These things seem to be fairly new. Not available afaik 4 years ago when my we
needed one. I've heard good reviews of the style, but don't know anything
about specific brands.

------
PaulHoule
This quote is great:

"Lesson #2: Be prepared to learn all the reasons why no one has solved your
problem."

So often no progress gets made because there are five reasons people haven't
made progress but everybody is making excuses about why they only need to
solve three of them and wondering why their "minimal" product isn't viable.

------
salamanderman
For those in the Bay Area, I highly recommend Revelation In Fit,
[https://www.revelationinfit.com](https://www.revelationinfit.com) . It's
completely changed how I think of fit; I'm an F cup, an H when I was nursing,
and having a real fit is no comparison to the days of have a Nordstrom
employee trying to convince me to squash into a D. Definitely visit Revelation
In Fit before flying to New York, and then maybe fly out.
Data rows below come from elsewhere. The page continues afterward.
PR #7243, opened 2023-09-11
jsdialog: create also combobox without entries

eszkadev:
this fixes missing font name and font size comboboxes when opened spreadsheet protected from editing


gokaysatir (approved):
Thanks :)

Issue #7527, opened 2023-10-25
Comments overlapping so i can't edit them


pedropintosilva:
Reported initially by @jospoortvliet https://github.com/nextcloud/richdocuments/issues/3254

----- 

**Describe the bug**
See this:
![Screenshot 2023-10-24 at 15 57 21](https://github.com/nextcloud/richdocuments/assets/551757/f2c3be2c-4ae1-4bf8-8b71-ae13ca600607)

Says it all, I guess. Firefox, on Mac OS, both latest version, on cloud.nextcloud.com

Happy to share the document.

jospoortvliet:
Thanks!

PR #7540, opened 2023-10-26
annotation: forcefully reselect comment before modifying

lpranam:
select and unselect usually updates the layout but,
in case if it failed we manually do the layout update

problem:
when already selected comment try to modify,
it will not rearrange replies in the thread this caused overlapping of the comments and bad user experience

fixes: #7527

Change-Id: Id56a5c35795e1ff75e8c3a92032afce6b8585fcb

* Target version: master 

### Checklist

### DIFF
--- a/browser/src/layer/tile/CommentListSection.ts
+++ b/browser/src/layer/tile/CommentListSection.ts
@@ -589,9 +589,13 @@ export class CommentSection extends CanvasSectionObject {
 			}
 		}
 		else {
-			this.unselect();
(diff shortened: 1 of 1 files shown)


Rash419 (changes requested):
still in some cases there is overlap

Rash419 (changes requested):
I can still reproduce a overlapping case when replying to the comment

Rash419 (approved):
Works as expected, thanks

PR #7541, opened 2023-10-26
apply delayed messages after docLayer.map is set

caolanm:
which is done by addLayer, otherwise its possible to handle a onViewInfoMsg before map is set

Change-Id: If6e6d15c90de129614bcc2b64705d0b51b5c4e83

* Resolves: # 
* Target version: master 

### TODO

- [ ] ...

### Checklist

### DIFF
--- a/browser/src/core/Socket.js
+++ b/browser/src/core/Socket.js
@@ -1377,11 +1377,11 @@ app.definitions.Socket = L.Class.extend({
 				});
 			}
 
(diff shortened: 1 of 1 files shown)


caolanm:
@Rash419 you could reproduce this, does this solve it?

Rash419 (approved):
Tested, fixes the the problem for me! Thanks

Issue #7334, opened 2023-09-29
calc perf: Note listing


mmeeks:
From this week's calc flamegraph:

https://user-images.githubusercontent.com/833656/271274520-6345ee72-2a06-402e-a12c-72bd8d49df8d.svg

Shows a chunk of time when users join the sheet is interrogating the whole document as to whether notes are present:

![image](https://github.com/CollaboraOnline/online/assets/122848/6f266a80-7f2b-444d-abdc-6a2f1c609544)

6% of the time - is searching in empty columns far outside the range of the sheet that contains data I expect - in order to see if those columns have notes - inevitably they do not. 16000 is a lot of columns to check to see if there is something there - when there really isn't almost all the time.

I wonder if we should tweak our implementation to shrink the real sheet column and row count to something more reasonable - and then expand that on user interaction: adding row/columns with some '+' button, or pasting into them in some way (?) though that's a bigger pain.

Failing that, having and maintaining some 'last note column' or other better data-structure for notes than columnar storage might be helpful.

mmeeks:
There is a ridiculous amount of this search going on; I assume that the result is:

1697730362525 INCOMING: commandvalues: { "commentsPos": [ { "id": 1, "tab": 0, "cellRange": "0 0 0 0"}]} 

I seem to get this when switching tab, but worse - when I move between cells with the arrow keys (perhaps just when scrolling the window) - that's a pretty heinous cost to pay for this small operation - if that is indeed what's going on :-) @caolanm I would assume there is some legacy fetching or pushing going on there from when notes were pushed not in their entirity but cropped to the viewpane or (?).

mmeeks:
Seems like we do far too much work as we extend the document - by moving into 'blank space' - that's when we emit (from the client) this OUTGOING: commandvalues command=.uno:ViewAnnotationsPosition which is something of an anomaly: much of the data we need is helpfully pushed:

1697732170923 OUTGOING: key type=up char=0 key=1031
keyboard handler: keydown PageDown 0 undefined KeyboardEvent {isTrusted: true, key: 'PageDown', code: 'PageDown', location: 0, ctrlKey: false, …}
1697732170997 OUTGOING: key type=input char=0 key=1031

... getting page down ...

1697732147269 INCOMING: invalidateheader: all
1697732147269 OUTGOING: commandvalues command=.uno:ViewAnnotationsPosition	-> why is this not pushed ? ...
1697732147270 INCOMING: cellselectionarea: EMPTY
[...]

PR #7546, opened 2023-10-27
we don't need to round-trip through core to reposition notes

caolanm:
we know where they are by cell addresses, so defer getting the screen positions until we need them and we don't need to get core to trigger recalculating them. When we redraw the comments after the new geometry arrives then we can place them via the address.

When adding a new note we want to know the range of the potentially merged cells we are inserting into.

https://github.com/CollaboraOnline/online/issues/7334

https://gerrit.libreoffice.org/c/core/+/158560 needs to be applied to solve the problem described there that becomes apparent when this is in place.

Change-Id: I3228dc8fa8d47ba4e796e50427c125d7f78fe5fc

* Resolves: # 
* Target version: master 

### TODO

- [ ] ...

### Checklist

### DIFF
--- a/browser/src/layer/tile/CalcTileLayer.js
+++ b/browser/src/layer/tile/CalcTileLayer.js
@@ -21,9 +21,11 @@ L.CalcTileLayer = L.CanvasTileLayer.extend({
 		var commentList = app.sectionContainer.getSectionWithName(L.CSections.CommentList.name).sectionProperties.commentList;
 		var comment = null;
 
+		var cursorAddress = this._cellCursorXY;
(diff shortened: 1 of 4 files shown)


mmeeks (approved):
Looks fine to me; and we're robust over inserting / removing columns, and expanding/contracting row&column grouping and so on I assume ? =)

caolanm:
grouping/ungrouping looks ok, inserting rows and cols not so much. So https://gerrit.libreoffice.org/c/core/+/158718 to tell the client when a note has moved to another cell

PR #7547, opened 2023-10-27
Menu: Fix separators, chevron and focus

pedropintosilva:
- JSdialog: Fix ui-separator visual importance
- Multi-level menus (dropdowns): Fix chevron elements
- Menus (dropdowns) with separator: Fix hidden keyboard focus

### DIFF
--- a/browser/css/jsdialogs.css
+++ b/browser/css/jsdialogs.css
@@ -218,6 +218,9 @@ td.jsdialog > [id^='table-box']:not(.sidebar) {
 
 /* Separator */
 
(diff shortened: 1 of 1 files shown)


eszkadev:
looks much better, but still if 1st or last element on the list is focused, we see only 1 border line, not both on top and bottom

eszkadev (approved):

pedropintosilva:
> looks much better, but still if 1st or last element on the list is focused, we see only 1 border line, not both on top and bottom

True but we always had like that and also in other widgets I think. I can look into that but I prefer to do that in a different PR because it requires more testing (not just in that case)

PR #7551, opened 2023-10-27
apply delayed messages after docLayer.viewid is set

caolanm:
which is done by docLayer._onStatusMsg(), otherwise its possible to handle a onViewInfoMsg before viewid is set

Change-Id: Id68dba5f5cdc8efd0b5f6ed429ac4f105cef4866

* Resolves: # 
* Target version: master 

### TODO

- [ ] ...

### Checklist


Rash419 (approved):
Thanks

PR #7552, opened 2023-10-27
annotation: fix parent comment being deleted if reply cancelled

lpranam:
Change-Id: I080f817a3020249de4eefd12b3d23af1141a273d

* Target version: master 

### Checklist


Rash419 (approved):
works as expected, thanks

PR #7553, opened 2023-10-27
Fix: Select of content in Formula Bar is hard as it changes position

pedropintosilva:
- Fix illegal HTML id `autosummenu:AutoSumMenu`
- Update CSS rules: img if doesn't exist anymore, apply margin reset
to new button instead
- Also Add missing css class, we used to have that before the
Accessibility commit 1a2500c

Change-Id: If4c2fa9ff99a6c09f42d6ba4db3f1dd186e099ea

### DIFF
--- a/browser/src/control/Control.FormulaBar.js
+++ b/browser/src/control/Control.FormulaBar.js
@@ -139,7 +139,7 @@ L.Map.include({
 			target = mobileTopBar;
 		} else {
 			jsdialogFormulabar.hide('startformula');
-			jsdialogFormulabar.hide('AutoSumMenu');
+			$('#AutoSumMenu').hide();
 		}
 		target.show('cancelformula');
 		target.show('acceptformula');
@@ -165,11 +165,11 @@ L.Map.include({
 			mobileTopBar.show('undo');
 			mobileTopBar.show('redo');
 
-			$('#AutoSumMenuimg').css('margin-inline', '0');
+			$('#AutoSumMenu-button').css('margin-inline', '0');
 			$('#AutoSumMenu .unoarrow').css('margin', '0');
 
 			jsdialogFormulabar.show('startformula');
-			jsdialogFormulabar.show('AutoSumMenu');
+			$('#AutoSumMenu').show();
 
 			// clear reference marks
 			map._docLayer._clearReferences();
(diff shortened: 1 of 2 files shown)


browser/src/control/Control.FormulaBar.js
```diff
@@ -139,7 +139,7 @@ L.Map.include({
 			target = mobileTopBar;
 		} else {
 			jsdialogFormulabar.hide('startformula');
-			jsdialogFormulabar.hide('AutoSumMenu');
+			$('#AutoSumMenu').hide();
```
pedropintosilva, line 142: not happy with this... would prefer to re-use the hide function but then again I don't know why we have in the same file jquery methods and then this. Nevertheless using out custom hide and place there the uno command didn't work

browser/src/control/Control.FormulaBarJSDialog.js
```diff
@@ -50,7 +50,8 @@ L.Control.FormulaBarJSDialog = L.Control.extend({
 							command: '.uno:FunctionDialog'
 						},
 						{
-							id: 'autosummenu:AutoSumMenu',
+							id: 'AutoSumMenu',
```
eszkadev, line 53: this will break menu, it will not work
after ":" we provide id of the menu which should be used

eszkadev: in the past we removed ":" from the id of HTML element, it was only used to identify menu...
I think that was changes and caused regression

eszkadev:
```
{
	id: 'autosummenu:AutoSumMenu',
	type: 'menubutton',
	command: '.uno:AutoSumMenu'
},
```
previously it used `command` because `id` was not unoCommand
(https://github.com/CollaboraOnline/online/commit/1a2500c8d31f12a8e23c648a0afb208e3d09bb05#diff-1951654bafeb4ed39d89489812ff8da269c905feabbe179ccfd312d1f2d19fb6L2485):

Proper fix should be:
1. if `id` has `:` - use first part before `:` as the id of the HTML element
2. change JSON `id: 'autosummenu:AutoSumMenu'` to `id: 'AutoSumMenu:AutoSumMenu'` so it will receive the same id as before

browser/src/control/Control.FormulaBar.js
eszkadev: it doesn't work due to my commit:
commit a7ece5d0d615ca1857b4d020844bfa098cf9fb07
jsdialog: reduce warnings in console for formulabar

I thought it is unwanted core message...

eszkadev (changes requested):
I propose other fix: https://github.com/CollaboraOnline/online/pull/7554
fixing root cause

PR #7556, opened 2023-10-27
postmessage: added message to collapse / extend notebookbar

hfiguiere:
The new messages are: Collapse_Notebookbar and Extend_Notebookbar As a side effect they also hide the classic toolbar the same way

Change-Id: Ic9d04876acb06f2885a6be1e171df7f87e513ed8

* Resolves: # 
* Target version: master 

### Summary

Add two postmessage to show hide the notebookbar. Due to the UI layout, they also hide
the classic toolbar in that mode.

### TODO

- [ ] ...

### Checklist

### DIFF
--- a/browser/html/framed.doc.html
+++ b/browser/html/framed.doc.html
@@ -139,6 +139,12 @@
               'Values': {'Mode': value}});
       }
 
+      function CollapseNotebookbar(collapse) {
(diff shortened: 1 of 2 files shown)


mmeeks (approved):
Looks great to me thanks Hub ! =)

Issue #7166, opened 2023-08-25
JS: store damaged areas in incoming tiles since last render


mmeeks:
When a tile arrives and we apply it in browser/src/layer/tile/CanvasTileLayer.js - we should track initially which tiles have changed.

Then when we re-render over the visible HTML canvas object (essentially just a bitmap) - we should re-blit only those tiles in the bbox of all changes - prolly we can use a single simple rectangular clip of a bbox of all tile changes there.

This -should- queue much less work for the GPU to do, and potentially the browser can also damage track and composite a smaller section of the layers it works with. Most likely we will also need to do some JS clipping of what tiles are visible to make this perform nicely.

For bonus points we should get _applyDeltaChunk to track the actual pixels inside the tile that really changed if we have a delta - often that's a very small area indeed.

Thanks !

PR #7560, opened 2023-10-29
We don't always need to redraw the entire canvas

caolanm:
If we end up dirtying only due to a series of TileRange reasons then we only need to redraw the bounds of those tiles.

https://github.com/CollaboraOnline/online/issues/7166

checked: split calc sheets and rtl calc sheets

Change-Id: If468b735bdff85408155fb23ebf6db891a449d5e

* Resolves: # 
* Target version: master 

### TODO

- [ ] ...

### Checklist

### DIFF
--- a/browser/src/layer/tile/CanvasSectionContainer.ts
+++ b/browser/src/layer/tile/CanvasSectionContainer.ts
@@ -21,7 +21,7 @@ interface SectionCallbacks {
 	onMultiTouchMove?: (point: Array<number>, dragDistance: number, e: TouchEvent) => void;
 	onMultiTouchEnd?: (e: TouchEvent) => void;
 	onResize?: () => void;
-	onDraw?: (frameCount?: number, elapsedTime?: number) => void;
+	onDraw?: (frameCount?: number, elapsedTime?: number, subsetBounds?: cool.Bounds) => void;
 	onDrawArea?: (area?: cool.Bounds, paneTopLeft?: cool.Point, canvasContext?: CanvasRenderingContext2D) => void;
 	onNewDocumentTopLeft?: (size: Array<number>) => void;
 	onRemove?: () => void;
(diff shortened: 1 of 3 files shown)


browser/src/layer/tile/CanvasSectionContainer.ts
```diff
@@ -2028,16 +2052,36 @@ class CanvasSectionContainer {
...
 
+		var subsetBounds: cool.Bounds = null;
+		// if there is a tileSubset we only want to draw the miniumum region of its bounds
+		if (tileSubset) {
+			var tileSection = <TilesSection>(this.getSectionWithName(L.CSections.Tiles.name));
+			if (tileSection && this.shouldDrawSection(tileSection)) {
+				subsetBounds = tileSection.getSubsetBounds(this.context, tileSubset);
+			}
+			if (subsetBounds) {
+				this.context.save();
```
mmeeks, line 2070: My recollection is (but it is fuzzy) - that it paid dividends performance-wise not to do save/restores - and to avoid clipping wherever we could, and to not translate the canvas - but do the arithmetic ourselves. Worth checking if that is still so - hopefully not.

mmeeks (commented):
Looks good to me - did you test with RTL and also test with Calc's split-panes - which add some funkiness there :-)

caolanm:
> Looks good to me - did you test with RTL and also test with Calc's split-panes - which add some funkiness there :-)

Yeah, the Calc RTL sheet stuff necessitates the beforeDraw/afterDraw stuff to get that working. Split panes example behaves for me correctly when testing by debugging through the clipped clear background and repaints. Just the tile around changed char blanked out and repainted afterwards.

mmeeks (approved):
Looks good then - thanks =)

browser/src/layer/tile/CanvasSectionContainer.ts
caolanm: The translate is easily removable if needs be. If it was always just a solid background we could possibly not need a clip, but for calc we have that grid which gets drawn before we draw the cells so I'm not sure we can live without any clipping.

PR #7565, opened 2023-10-30
annotation: fix cancelled modification of autosaved comment

lpranam:
problem:
when a user modifies a comment and its autosaved,
if user then cancels the modification they were still added

Change-Id: I26c872f0957f0815882c4b1aedae83fe6736b7a2

* Target version: master 

### Checklist


Rash419 (approved):
Thanks

PR #7806, opened 2023-12-08
Make textbox draggable when text is edting

lpranam:
* Target version: master 

### Checklist

### DIFF
--- a/browser/src/layer/vector/SVGGroup.js
+++ b/browser/src/layer/vector/SVGGroup.js
@@ -3,7 +3,7 @@
  * L.SVGGroup
  */
 
-/* global _ */
+/* global _ $ */
 
 L.SVGGroup = L.Layer.extend({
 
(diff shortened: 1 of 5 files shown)


browser/src/layer/vector/SVGGroup.js
```diff
@@ -165,7 +165,7 @@ L.SVGGroup = L.Layer.extend({
 	_onDragStart: function(evt) {
 		if (!this._map || !this._dragShapePresent || !this.dragging)
 			return;
-		if (this._map._docLayer._cursorMarker && this._map._docLayer._cursorMarker.isVisible())
+		if (this._map._docLayer._cursorMarker && $('.leaflet-pane.leaflet-map-pane').css('cursor') === 'text')
```
eszkadev, line 168: This query can fail and cause error.
Also please don't use queries when possible. Can't we get object by getting the section reference and using it's member?

eszkadev:
My impression is that cursor change was always very slow/delayed. Is that reliable approach to rely on that?

eszkadev:
I see that in the core we have 2 modes too: editing text, just shape selection:
selection

It is possible to drag if user has a pointer on a border. Could it be possible to detect here the border too? And then allow dragging.

lpranam:
But the thing is in core you can drag also when you are editing text(which had border) if you start dragging from part of the box which does not have text.

eszkadev:
And that is my question: is that possible to do also in online? I guess we send wrong commands because we are in edit mode. But we could add some overlay element which will do different thing... and will move the shape by sending other command.

lpranam:
close in favor of https://github.com/CollaboraOnline/online/pull/8419

PR #7807, opened 2023-12-10
Update viewId in Writer after recover from idle

eszkadev:
There was a bug in Writer not allowing to successfully reconnect after idle state if we were not a first view in the initial document. Let's update view id even if document size wasn't changed. Added also additional error logging to be sure we never use -1 viewId which is a default "bad value" when we enter some unwanted state in the core.

Steps to reproduce:
1. set per_document.idle_timeout_secs to something small, eg. 30, so sessions time out quickly,
2. Open a document with 2 sessions (remember which one was loaded first - A, important!)
3. wait for it to idle out in both sessions
4. activate SECOND session (B) by click on the document area

Result:
in the browser console you can see an exception:
Exception TypeError: this.map._viewInfo[this.map._docLayer._viewId] is undefined emitting event viewinfo: [{"id":0,"userid":"2","username":"LocalUser#2","readonly":"0","color":411298}] cool.html:359:37

### DIFF
--- a/browser/src/layer/tile/CalcTileLayer.js
+++ b/browser/src/layer/tile/CalcTileLayer.js
@@ -405,6 +405,7 @@ L.CalcTileLayer = L.CanvasTileLayer.extend({
 				this.requestSheetGeometryData();
 			}
 			this._viewId = parseInt(command.viewid);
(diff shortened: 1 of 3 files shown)


caolanm (approved):
makes a lot of sense to me

PR #7810, opened 2023-12-11
Fix bug in undoing deletion of a parent comment.

gokaysatir:
Bug:
  When a parent and a child comments are removed then user reverts the action respectively:
    * Child comment is revived first and it cannot find its parent.

* Add a possibleParentCommentId to use in case also the parent comment is revived.
* Consider the child comment as a parent until parent appears.

Other changes:
* Remove duplicate call to updateIdIndexMap.
* Remove duplicate call to unselect.
* Remove duplicate call to adjustParentAdd.
* Reorder the 'remove' operation's rows: To avoid unselecting the comment after it is removed.

Change-Id: I2247b23c710236c578b5b5c78d2b7bb45f7a51b4

* Resolves: # 
* Target version: master 

### TODO

- [ ] ...

### Checklist

### DIFF
--- a/browser/src/layer/tile/CommentListSection.ts
+++ b/browser/src/layer/tile/CommentListSection.ts
@@ -999,14 +999,21 @@ export class CommentSection extends CanvasSectionObject {
 	public add (comment: any): cool.Comment {
 		var annotation = new cool.Comment(comment, comment.id === 'new' ? {noMenu: true} : {}, this);
 
-		if (!this.containerObject.addSection(annotation))
-			return;
+		/*
+			Remove if a comment with the same id exists.
+			When user deletes a parent and a child of that parent and undoes the operation respectively:
+				* The first undo: Core side sends the deleted child - this is fine.
+				* The second undo: Core side sends parent and child together - which is not fine. We already had the child with the first undo command.
+			So, delete if a comment already exists and trust core side about the ids of the comments.
+		*/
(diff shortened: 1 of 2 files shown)


browser/src/layer/tile/CommentListSection.ts
```diff
@@ -1062,6 +1068,18 @@ export class CommentSection extends CanvasSectionObject {
 		return index == -1 ? null : this.sectionProperties.commentList[index];
 	}
 
+	private checkIfCommentHasPreAssignedChildren(comment: CommentSection) {
```
eszkadev, line 1071: name could be better, it doesn't check anything (which would be getter/readonly operation)  but rather adds children to the old parent (does modification, which coudn't be guessed from the name)

eszkadev:
Tested in collapsed mode:
1. added structure
```
a
-1
--1a
-2
b
```
2. press ctrl+z to undo all
3. press ctrl+y to redo all
Result: lack of structure

[comments-2023-12-11_14.19.47.webm](https://github.com/CollaboraOnline/online/assets/5307369/3b3528e7-1586-44b1-b51f-e5746663c0f5)

eszkadev:
Removing just parent then undo - OK

Removing thread then undo - undo inserts comments one by one, final order is different ~OK

[comments-2023-12-11_14.23.19.webm](https://github.com/CollaboraOnline/online/assets/5307369/489cc70a-48ac-407a-904b-4c3756a6914a)

PR #7814, opened 2023-12-11
browser: fix sidebar height when the resize is triggered

hcvcastro:
Adjust height values of the slide sorter content element

Change-Id: I04fdb5f89f70b703385e61253bf8ea8a387a65ea


caolanm (approved):
looks reasonable to me

PR #7817, opened 2023-12-11
Refresh cell cursor after recover from idle in Calc

eszkadev:
We were using old cursor data after recovering the view from idle state. For the user there was impression that view jumped at some point - caused by other user action. But it was just an update to real cursor position which scrolled view to it, because previously we were showing some other place in the spreadsheet.

Steps to reproduce bug:

1. Open spreadsheet with 2 views
2. B should have cursor in the bottom part of sheet, let's say row 600
3. Wait for idle in both sessions
4. Open the same spreadsheet with some other user C
5. C does some action on row 300 and goes away (closes tab)
6. User B activates view and selects row 600
7. User A activates view (he should be at the top still)
8. User B changes font size using dropdown in notebookbar, or double clicks on any row header

Result: view A jumps to other place

When we initially connect to the spreadsheet then
requestCellCursor is called in onAdd. Also
_gotFirstCellCursor is not set.

Let's do the same on reconnect so we will have similar effect to clean startup.

### DIFF
--- a/browser/src/layer/tile/CalcTileLayer.js
+++ b/browser/src/layer/tile/CalcTileLayer.js
@@ -90,10 +90,14 @@ L.CalcTileLayer = L.CanvasTileLayer.extend({
 		app.sectionContainer.addSection(new app.definitions.AutoFillMarkerSection());
 
 		this.insertMode = false;
+		this._resetInternalState();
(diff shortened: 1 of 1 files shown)


eszkadev:
we should prepare some unified App/Socket state machine for all the modules with clear places where reconnecting happens in the future...

Rash419 (approved):

PR #7819, opened 2023-12-11
annotation: don't change slide/sheet while editing comment 

lpranam:
* Target version: master 

### Checklist

### DIFF
--- a/browser/src/control/Control.PartsPreview.js
+++ b/browser/src/control/Control.PartsPreview.js
@@ -3,7 +3,7 @@
  * L.Control.PartsPreview
  */
 
-/* global _ app $ Hammer w2ui _UNO */
+/* global _ app $ Hammer w2ui _UNO cool */
 L.Control.PartsPreview = L.Control.extend({
 	options: {
 		fetchThumbnail: true,
@@ -499,6 +499,11 @@ L.Control.PartsPreview = L.Control.extend({
 	},
 
 	_setPart: function (e) {
+		if (cool.Comment.isAnyEdit()) {
+			cool.CommentSection.showCommentEditingWarning();
+			return;
+		}
+
 		var part = this._findClickedPart(e.target.parentNode);
 		if (part !== null) {
 			var partId = parseInt(part) - 1; // The first part is just a drop-site for reordering.
--- a/browser/src/control/Control.Tabs.js
+++ b/browser/src/control/Control.Tabs.js
@@ -3,7 +3,7 @@
  * L.Control.Tabs is used to switch sheets in Calc
  */
 
-/* global $ _ _UNO Hammer */
+/* global $ _ _UNO Hammer cool */
 L.Control.Tabs = L.Control.extend({
 	onAdd: function(map) {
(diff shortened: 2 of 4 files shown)


browser/src/control/Control.PartsPreview.js
```diff
@@ -499,6 +499,11 @@ L.Control.PartsPreview = L.Control.extend({
 	},
 
 	_setPart: function (e) {
+		if (cool.Comment.isAnyEdit()) {
```
eszkadev, line 502: All of these different actions from different components are using `this._map.setPart` in the end. Could it be possible to fix it in one place there?

Or these actions have other side effects that could make it more complicated?

browser/src/control/Control.Tabs.js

It does sound
awesome.

------
mysterydip
Lesson #4: Perfect is the enemy of good

I find myself re-learning or having to remind myself of this every so often.
It's easy as a "person of a problem-solving nature" to want my solution to be
problem-free. But what that usually ends up meaning is my solution never gets
completed. Tackle the low-hanging fruit, then if there's enough demand/reason
to continue development, do the rest.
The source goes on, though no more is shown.